Spiel am 28.03.2016: SG Wickenrode/Helsa - LFV 3:3 (1:2)

3:1-Vorsprung aus der Hand gegeben

Obwohl der LFV in der 82. Spielminute durch John Schneider mit 3:1 in Führung ging und noch gute Chancen zu einem weiteren Tor hatte, reichte es beim Neuling in Wickenrode am Ende nur zu einem unglücklichen 3:3-Remis, wobei der Ausgleichstreffer für die Gastgeber erst in der letzten Minute fiel.

Obwohl Trainer Sead Hadzic in diesem Auswärtsspiel auf unseren privat verhinderten Torjäger Kai Simon verzichten musste, waren seine Schützlinge diesmal insgesamt torgefährlicher als noch eine Woche zuvor in Fürstenhagen. Zwar geriet man gegen die abstiegsbedrohten Gastgeber bereits in der 3. Spielminute durch einen Treffer ihres Torjägers Danny Nickel früh mit 0:1 in Rückstand. Doch konnten Luetfi Elevli und Routinier Kalle Wegendt noch vor der Halbzeit den Rückstand in eine 2:1-Führung verwandeln. Als dann in der 82. Minute durch John Schneider sogar das 3:1 für den LFV fiel, schien der erste Sieg im Jahr 2016 unter Dach und Fach zu sein. Leider hatte man die Rechnung ohne die nie aufsteckenden Gastgeber gemacht. 

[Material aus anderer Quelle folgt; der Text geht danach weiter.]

PR #468, opened 2023-11-07
Expand icepyx to read s3 data

rwegener2:
## Goal

NSIDC has put IS-2 data in the cloud, so we would like icepyx to be able to access that data for users. ☁️💙

## How it was done

The `EarthdataAuth` class was added as a mixin to the `Read` class. The product and version are read from the file the same way they are read in using a local file. The python standard glob module does not accept s3 paths, so s3 paths are not glob-able (i.e. the user must always give the full exact filepath). There is an s3 version of glob, so this could be implemented in the future. Mixed lists of s3 paths and local paths are not allowed. If a user tries to load more than two files or three data variables at the same time they are given a warning that discourages continuing and requires user confirmation to proceed.

Very loose timing suggests that it takes about 5 minutes per data variable per file to load s3 data (testing on the `dem_h` variable of an `ATL09` file). Running two files took 11 minutes.

## How to test it

```python
from icepyx.core.read import Read

s3_path = 's3://nsidc-cumulus-prod-protected/ATLAS/ATL09/006/2020/06/18/ATL09_20200618112352_12820701_006_01.h5'
reader = Read(s3_path)
reader.vars.append(var_list=['dem_h'])
reader.load()
```


rwegener2:
Results of the first timing run. I would like to do this testing a bit more systematically, but to give the first look from opening 1 variable `dem_h` of an ATL09 file (because I couldn't resist trying it out) we have:
| Description     |  creating the reader (No. 1) | loading some data (No. 2) |
| ----------- | ----------- | ---- |
| Local File     | 429 ms ± 6.8 ms    | 11.1 s ± 43.2 ms |
| s3 File   | 3.18 s ± 58 ms  | 5min 58s |

#### Reference Code

```python
from icepyx.core.read import Read

local_path = '/home/jovyan/data/ATL09/processed_ATL09_20200618112352_12820701_006_01.h5'
s3_path = 's3://nsidc-cumulus-prod-protected/ATLAS/ATL09/006/2020/06/18/ATL09_20200618112352_12820701_006_01.h5'

# `path` changes to either `local_path` or `s3_path`
reader = Read(local_path)  # This step was timed (No. 1)
reader.vars.append(var_list=['dem_h'])
reader.load()  # This step was timed (No. 2)
```

rwegener2:
Following up on the todo
> consider how we want to handle [it] if a list of s3 files or mixed s3/local paths are given as data_source

Allowing users to mix s3 and local paths sounds technically complex for what I imagine is a marginal use case, so I suggest we explicitly error if that happens. The options for what we could allow I see as:
1. Allow users to give lists of files so long as they are all s3 paths
2. Only allow users to give a single file if that file is on s3

I'm leaning towards the second one, just because it's barely practical for a user to open a variable from one file, let alone multiple. I could be swayed either way though. I'd love to hear additional opinions here.

JessicaS11:
> Following up on the todo
> 
> > consider how we want to handle [it] if a list of s3 files or mixed s3/local paths are given as data_source
> 
> Allowing users to mix s3 and local paths sounds technically complex for what I imagine is a marginal use case, so I suggest we explicitly error if that happens. 

Agreed. The error could suggest creating multiple read objects and merging the datasets after they're loaded in that use case.

> The options for what we could allow I see as:
> 
>     1. Allow users to give lists of files so long as they are all s3 paths
> 
>     2. Only allow users to give a single file if that file is on s3
> 
> 
> I'm leaning towards the second one, just because it's barely practical for a user to open a variable from one file, let alone multiple. I could be swayed either way though. I'd love to hear additional opinions here.

@scottyhq gave [this tutorial](https://github.com/CryoInTheCloud/CryoCloudWebsite/blob/main/book/tutorials/SlideRule_applications/SlideRule_applications.ipynb) during the AGU CryoCloud workshop yesterday. At the very end there's an example of directly reading in some ATL06 data using h5coro. Not sure if there's currently a way to leverage this implementation without the xarray extension piece, but it's worth thinking about how this space might evolve (there's another effort working on creating kerchunk files for IS2 data) and what the implications are for how data is read-in behind the scenes. I'm thinking that users should be allowed to submit a list of s3 urls (option 1), but if there's more than say 2 files and/or more than 3 variables requested they get a "it will take forever" warning (at a minimum) and we could consider requiring them to acknowledge it (e.g. require user input to proceed). For some reason I'm not feeling great about enforcing a one s3url limit, even if that's clearly the "right" thing to do to read in multiple files in a reasonable amount of time.

rwegener2:
> I'm thinking that users should be allowed to submit a list of s3 urls (option 1), but if there's more than say 2 files and/or more than 3 variables requested they get a "it will take forever" warning (at a minimum) and we could consider requiring them to acknowledge it (e.g. require user input to proceed)

This makes sense to me as a path forward, @JessicaS11. 

I looked at the tutorial of @scottyhq's you linked and it looks like it was accessing h5coro through sliderule. So to use this method we would have to use sliderule in icepyx and that sounds a bit like a spaghetti of data opening softwares. 

It's good to know about all the other efforts going on. I am doubtful that icepyx will open data quickly until there a change of file format/structure/kerchunk reference/similar effort. As for h5coro @jpswinski has made a lot of helpful updates in the past few months and we are meeting tomorrow to talk about moving the xarray backend forward. 🤞🏻 that can be an option soon.

icepyx/core/read.py
```diff
@@ -367,20 +386,53 @@ def __init__(
...
         product_dict = {}
-        for file_ in self._filelist:
-            product_dict[file_] = is2ref.extract_product(file_)
-
+        self.is_s3 = [False]*len(self._filelist)
+        for i, file_ in enumerate(self._filelist):
+            # If the path is an s3 path set the respective element of self.is_s3 to True
+            if file_.startswith('s3'):
+                self.is_s3[i] = True
+            product_dict[file_] = is2ref.extract_product(file_, auth=self.auth)
```
JessicaS11, line 418: Haven't tested it yet, but are we going to run into the same auth issue (see [this fix](https://github.com/icesat2py/icepyx/pull/464/commits/454e30b2ecfe33c4ea0a3d240481db59fd0852ce)) we did with the variables module? An easy fix would be to indent this line and add an else with `auth=None` instead of `auth=self.auth`.

icepyx/core/read.py
```diff
@@ -457,6 +509,20 @@ def vars(self):
...
+        Return the list of files represented by this Read object.
+        """
+        return self._filelist
+
+    @property
+    def product(self):
+        """
+        Return the product associated with the Read object.
+        """
+        return self._product
```
JessicaS11, line 525:
```suggestion
```
Duplicate code.

icepyx/core/read.py
rwegener2: Good catch! Just pushed a fix along these lines

rwegener2:
Alright this PR is ready for re-review. Changes since the last review:

- addressing [this catch](https://github.com/icesat2py/icepyx/pull/468#discussion_r1425736122) from @JessicaS11 about asking for authentication even for local reads
- fix a small error about parsing bytes for reading ATL03
- update the cloud tutorial notebook

icepyx/core/read.py
```diff
@@ -752,9 +817,16 @@ def load(self):
         # In these situations, xarray recommends manually controlling the merge/concat process yourself.
         # While unlikely to be a broad issue, I've heard of multiple matching timestamps causing issues for combining multiple IS2 datasets.
         for file in self.filelist:
+            if file.startswith("s3"):
+                # If path is an s3 path create an s3fs filesystem to reference the file
+                # TODO would it be better to be able to generate an s3fs session from the Mixin?
+                s3 = earthaccess.get_s3fs_session(daac="NSIDC", provider=self.auth)
```
JessicaS11, line 823: Good question. I searched and currently this is the second module (other than is2ref.py) that we use `get_s3fs_session()`. With three uses I'm fine to leave it here for now, but I think if we add another in the future the answer to your question would be a resounding "yes".

doc/source/example_notebooks/IS2_cloud_data_access.ipynb
```diff
@@ -12,8 +12,16 @@
     "## Notes\n",
```
JessicaS11, line 12: <pre class="ql-syntax" spellcheck="false">Line #1.    ipx.Variables(path=gran_ids[1][0]).avail()
</pre><p>This cell errors if you've run the above two cells (not sure if it does on it's own).</p><pre class="ql-syntax" spellcheck="false">---------------------------------------------------------------------------
AttributeError                            Traceback (most recent call last)
Cell In [8], line 1
----&gt; 1 ipx.Variables(path=gran_ids[1][0]).avail()

File ~/icepyx/icepyx/core/variables.py:95, in Variables.__init__(self, vartype, path, product, version, avail, wanted, auth)
     93         auth = None
     94     # Read the product and version from the file
---&gt; 95     self._product = is2ref.extract_product(self._path, auth=auth)
     96     self._version = is2ref.extract_version(self._path, auth=auth)
     97 elif product:
     98     # Check for valid product string

File ~/icepyx/icepyx/core/is2ref.py:365, in extract_product(filepath, auth)
    361         raise AttributeError(
    362             "Must provide credentials to auth if accessing s3 data"
    363         )
    364     # Read the s3 file
--&gt; 365     s3 = earthaccess.get_s3fs_session(daac="NSIDC", provider=auth)
    366     f = h5py.File(s3.open(filepath, "rb"))
    367 else:
    368     # Otherwise assume a local filepath. Read with h5py.

File /srv/conda/envs/notebook/lib/python3.10/site-packages/earthaccess/api.py:337, in get_s3fs_session(daac, provider, results)
    326 """Returns a fsspec s3fs file session for direct access when we are in us-west-2
    327 
    328 Parameters:
   (...)
    334     class s3fs.S3FileSystem: an authenticated s3fs session valid for 1 hour
    335 """
    336 daac = _normalize_location(daac)
--&gt; 337 provider = _normalize_location(provider)
    338 if results is not None:
    339     endpoint = results[0].get_s3_credentials_endpoint()

File /srv/conda/envs/notebook/lib/python3.10/site-packages/earthaccess/api.py:27, in _normalize_location(location)
     17 """Handle user-provided daac and provider values
     18 
     19 These values must have a capital letter as the first character
   (...)
     24 https://wiki.earthdata.nasa.gov/display/ED/CMR+Data+Partner+User+Guide?src=contextnavpagetreemode
     25 """
     26 if location is not None:
---&gt; 27     location = location.upper()
     28 return location

AttributeError: 'Auth' object has no attribute 'upper'
</pre><p>I'm also getting the same auth error when I try to run read later on in the notebook...</p>
<br/>

 _Reply via <a href='https://app.reviewnb.com/icesat2py/icepyx/pull/468/discussion/'>ReviewNB</a>_ <div id='ReviewNBCommentContext-DoNotDelete' style='display:none' data-state='OPEN' data-cellIndex='14'/>

rwegener2: @JessicaS11 When I "Run All" cells in this notebook everything goes smoothly. Can you perhaps describe with some more detail how you got the error? Are you authenticating with a .netrc, manual entry, or env variables?

JessicaS11: @rwegener2 I'm authenticating manually and was running the notebook in CryoCloud. Unfortunately, in trying to reproduce again just now I've instead spent the last 30 minutes trying to get the notebook to install a dev version of icepyx witihin CryoCloud (again), to no avail. However, I did try it locally for fun and was surprised I got a permissions error, which I wasn't expecting since for this line it should only need my normal earthdata login, right?

JessicaS11: What version of earthdata are you running? I'll look into that as a potential error source if I ever get CryoCloud install/import the right version of icepyx.

rwegener2: Thanks for digging into this @JessicaS11. I have earthaccess 0.5.2 installed in my dev env. Sounds like what needs to happen is a change in syntax, which seems doable.

icepyx/core/read.py
```diff
@@ -752,9 +817,16 @@ def load(self):
...
+            if file.startswith("s3"):
+                # If path is an s3 path create an s3fs filesystem to reference the file
+                # TODO would it be better to be able to generate an s3fs session from the Mixin?
+                s3 = earthaccess.get_s3fs_session(daac="NSIDC")
+                file = s3.open(file, "rb")
+
             all_dss.append(
                 self._build_single_file_dataset(file, groups_list)
             )  # wanted_groups, vgrp.keys()))
+            file.close()
```
JessicaS11, line 829: this line causes an error when `file` is a string pointing to a local file (`AttributeError: 'str' object has no attribute 'close'`).

rwegener2: Good catch. Just pushed a fix.

icepyx/core/read.py
```diff
@@ -367,19 +392,56 @@ def __init__(
...
+        self.is_s3 = self.is_s3[0]  # Change is_s3 into one boolean value for _filelist
+        # Raise warning if more than 2 s3 files are given
+        if self.is_s3 is True and len(self._filelist) > 2:
+            warnings.warn(
+                "Processing more than two s3 files can take a prohibitively long time. "
+                "Approximate access time (using `.load()`) can exceed 6 minutes per data "
+                "variable.",
+                stacklevel=2,
+            )
+            _confirm_proceed()
```
JessicaS11, line 444: @rwegener2 I wanted to trigger the `_confirm_proceed()` so I passed in a list of s3 urls... I got the confirmation, but the warning never showed (and the confirmation is confusing without it). Wondering if it makes sense to kick the warning into the function?

rwegener2: Hm, interesting. The warning appeared when I was running it. That was a few commits back, though, so 🤷‍♀️ 
I think it's fine to add the warning to the `_confirm_proceed()` function. My guess is that either way we'll need to increase the `stacklevel` to 3 or 4 if the warning isn't showing up at level 2.

JessicaS11: I seem to recall I was messing with the warnings settings in my hub for a presentation recently... since this is an important one, I added a cell to turn warnings on (changing the stack level didn't help in my case). Let me know if you think we should take a different approach. Otherwise, this should be good to go.

Issue #466, opened 2023-11-01
ValueError: cannot reindex or align along dimension 'delta_time' because of conflicting dimension sizes: {1112, 1098}


eliskasieglova:
Hi!

I am having trouble reading ATL08 data. I followed the tutorial both for downloading and reading the data. This is my code:

```
short_name = 'ATL08'
spatial_extent = [15, 77, 18, 78]
date_range = ['2020-01-01', '2023-01-01']

# accessing data
region_a = ipx.Query(short_name, spatial_extent, date_range, start_time='00:00:00', end_time='23:59:59')
region_a.avail_granules()
region_a.earthdata_login()
region_a.order_granules(subset=False)
region_a.download_granules('cache/is2_ATL08')

# reading
pattern = "processed_ATL{product:2}_{datetime:%Y%m%d%H%M%S}_{rgt:4}{cycle:2}{orbitsegment:2}_{version:3}_{revision:2}.h5"
reader = ipx.Read(data_source=str(input_path), product=data_product, filename_pattern=pattern)
reader.vars.append(var_list=["h_te_best_fit", "latitude", "longitude"])
ds = reader.load()
```

This is the error message I get:

```
C:\Users\eliss\anaconda3\envs\SvalbardSurges\Lib\site-packages\icepyx\core\read.py:49: UserWarning: Converting non-nanosecond precision datetime values to nanosecond precision. This behavior can eventually be relaxed in xarray, as it is an artifact from pandas which is now beginning to support non-nanosecond precision values. This warning is caused by passing non-nanosecond np.datetime64 or np.timedelta64 values to the DataArray or Variable constructor; it can be silenced by converting the values to nanosecond precision ahead of time.
  df.update({keyword: df[keyword].str[:-1].astype(np.datetime64)})
C:\Users\eliss\anaconda3\envs\SvalbardSurges\Lib\site-packages\icepyx\core\read.py:49: UserWarning: Converting non-nanosecond precision datetime values to nanosecond precision. This behavior can eventually be relaxed in xarray, as it is an artifact from pandas which is now beginning to support non-nanosecond precision values. This warning is caused by passing non-nanosecond np.datetime64 or np.timedelta64 values to the DataArray or Variable constructor; it can be silenced by converting the values to nanosecond precision ahead of time.
  df.update({keyword: df[keyword].str[:-1].astype(np.datetime64)})
[...]

Issue #376, opened 2022-09-29
read-in: the index error on ATL08


liuh886:
I got a index error on ATL08 similar to these cases, but I am using `Icepyx version 0.6.3`:
- https://github.com/icesat2py/icepyx/issues/277
- https://discourse.pangeo.io/t/error-while-trying-to-open-atl08-file-with-icepyx/2313

Here is a minimal reproduction. I conduct it on two PC with the same result:

```
>>> region_a = ipx.Query('ATL08', any_spatial_extent, any_date_range)
>>> region_a.order_vars.wanted
>>> region_a.order_vars.append(keyword_list=['land', 'land_segments','terrain'])
>>> region_a.order_granules(Coverage=region_a.order_vars.wanted)
>>> region_a.download_granules(path)
>>> pattern = "processed_ATL{product:2}_{datetime:%Y%m%d%H%M%S}_{rgt:4}{cycle:2}{orbitsegment:2}_{version:3}_{revision:2}.h5"
>>> reader = ipx.Read(data_source=path, product="ATL08", filename_pattern=pattern)
You have 1 files matching the filename pattern to be read in.

>>> reader.vars.wanted
>>> reader.vars.append(var_list=['h_te_best_fit'])
>>> ds = reader.load()

---------------------------------------------------------------------------
IndexError                                Traceback (most recent call last)
Input In [191], in <cell line: 1>()
----> 1 ds = reader.load()

File ~\.conda\envs\snowdepth\lib\site-packages\icepyx\core\read.py:542, in Read.load(self)
    535 # DevNote: I'd originally hoped to rely on intake-xarray in order to not have to iterate through the files myself,
    536 # by providing a generalized url/source in building the catalog.
    537 # However, this led to errors when I tried to combine two identical datasets because the single dimension was equal.
    538 # In these situations, xarray recommends manually controlling the merge/concat process yourself.
    539 # While unlikely to be a broad issue, I've heard of multiple matching timestamps causing issues for combining multiple IS2 datasets.
    540 for file in self._filelist:
    541     all_dss.append(
--> 542         self._build_single_file_dataset(file, groups_list)
    543     )  # wanted_groups, vgrp.keys()))
    545 if len(all_dss) == 1:
    546     return all_dss[0]

File ~\.conda\envs\snowdepth\lib\site-packages\icepyx\core\read.py:682, in Read._build_single_file_dataset(self, file, groups_list)
    680 grp_path = wanted_groups_list[0]
[...]

PR #470, opened 2023-11-13
fix ATL08 delta_time dimension read error

JessicaS11:
Per #376, #466, and #469 ATL08 data could not be read in.

During a read in of one of the deeply nested group variables, delta_time was being turned into a dimension (rather than staying as coordinates), causing merge conflicts when added to portions of the dataset that only had delta_time as coordinates due to the conflicting sizes of the delta_time coordinate. By dropping the delta_time dimension, we are able to merge properly.

This PR is being submitted as a patch bug fix directly to main in order to create a patch 0.8.1 release for an upcoming workshop.

### DIFF
--- a/icepyx/core/read.py
+++ b/icepyx/core/read.py
@@ -616,11 +616,12 @@ class Read:
         except (AttributeError, KeyError):
             pass
 
-        try:
-            is2ds = is2ds.assign(ds[grp_spec_vars])
-        except xr.MergeError:
-            ds = ds[grp_spec_vars].reset_coords()
-            is2ds = is2ds.assign(ds)
+        ds = ds[grp_spec_vars].reset_coords()
+        is2ds = is2ds.assign(ds)
+
+        # manually remove delta time as a dimension
+        if "delta_time" in is2ds.dims:
+            is2ds = is2ds.drop_dims("delta_time")
 
         return is2ds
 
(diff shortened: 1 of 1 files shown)


rwegener2:
Thanks for working on a fix @JessicaS11!

### 🎉
I tried this out and it runs smoothly for a single ATL08 file, multiple ATL08 files, and multiple ATL06 files. I'm getting an error trying to read ATL03 files, but I think that one may be a me problem because I get the same error using version 0.8.0.

### 😕
Looking at the output the ATL08 produces I am not seeing what I expected, but I also may just be misunderstanding. The output `ds` from the code in #469 (used `reader.vars.append(beam_list=['gt1l', 'gt3r'], var_list=['h_canopy', "latitude", "longitude"])`) was:

Screenshot 2023-11-14 at 9 06 06 AM
My confusions:

1. Shouldn't `h_canopy` be a Data Variable?
2. Shouldn't only `gt1l` and `gt3r` be listed in `gt`?

If you want to brainstorm together @JessicaS11 just let me know.

rwegener2:
As for the erroring build it seems like the error was a timeout on the visualization tests. Maybe it's an API issue? It's surprising that the API itself doesn't provide a timeout response. icepyx could write their own timeouts into it's code, so we get a recognizable error when the API called in the visualization code is non-responsive. But that, I think, would be a task for another day.

JessicaS11:
> My confusions:
> 
>     1. Shouldn't `h_canopy` be a Data Variable?
> 
>     2. Shouldn't only `gt1l` and `gt3r` be listed in `gt`?

Confusing indeed... I will see if I can make heads or tail of this.

rwegener2 (approved):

Die HNA schreibt zu den nun folgenden turbulenten Schlussminuten in ihrem Bericht: "Über den Sportplatz in Wickenrode pfiff am Ostermontag ein eiskalter Wind, dennoch war dort in der Schlussphase dieser Nachbarschaftspartie die Hölle los. "Nie und nimmer hätte ich noch mit diesem Ergebnis gerechnet", gestand SG-Spartenleiter Frank Lichte nach turbulenten letzten Minuten voller Emotionen und Leidenschaft. Nach der zwischenzeitlichen 3:1-Führung der Gäste durch John Schneider schien acht Minuten vor dem Abpfiff für den Favoriten alles klar, doch dann ging es beim Aufsteiger aber noch drunter und drüber. SG-Torjäger Danny Nickel brachte seine Farben mit seinem zweiten Treffer wieder heran (84.), Mannschaftskamerad Patrick Krauss sorgte in der letzten Spielminute sogar noch für den Ausgleich. Die Spieler im Trikot der Hausherren und ihre Fans waren aus dem Häuschen, beim Gegner gab es dagegen nur bedröppelte Gesichter. "Die Lichtenauer hatten sogar noch gute Chancen zu einem vierten und fünften Tor. Wenn sie es cleverer ausgespielt hätten, dann wäre die Messe gelesen gewesen", war Frank Lichte ehrlich genug von einem glücklichen Punktgewinn seiner Mannschaft zu sprechen."

Für den LFV kamen in Wickenrode zum Einsatz:

Michael Seitz, Aykut Yilmaz, Lukas Dickel, Waldemar Driegert, Stefan Ludwig, Luetfi Elevli, Waldemar Hein, Waldemar Schledewitz, Kevin Christl, Karlheinz Wegendt, John Schneider, Eduard Gross, Emrah Koc, Atakan Polat.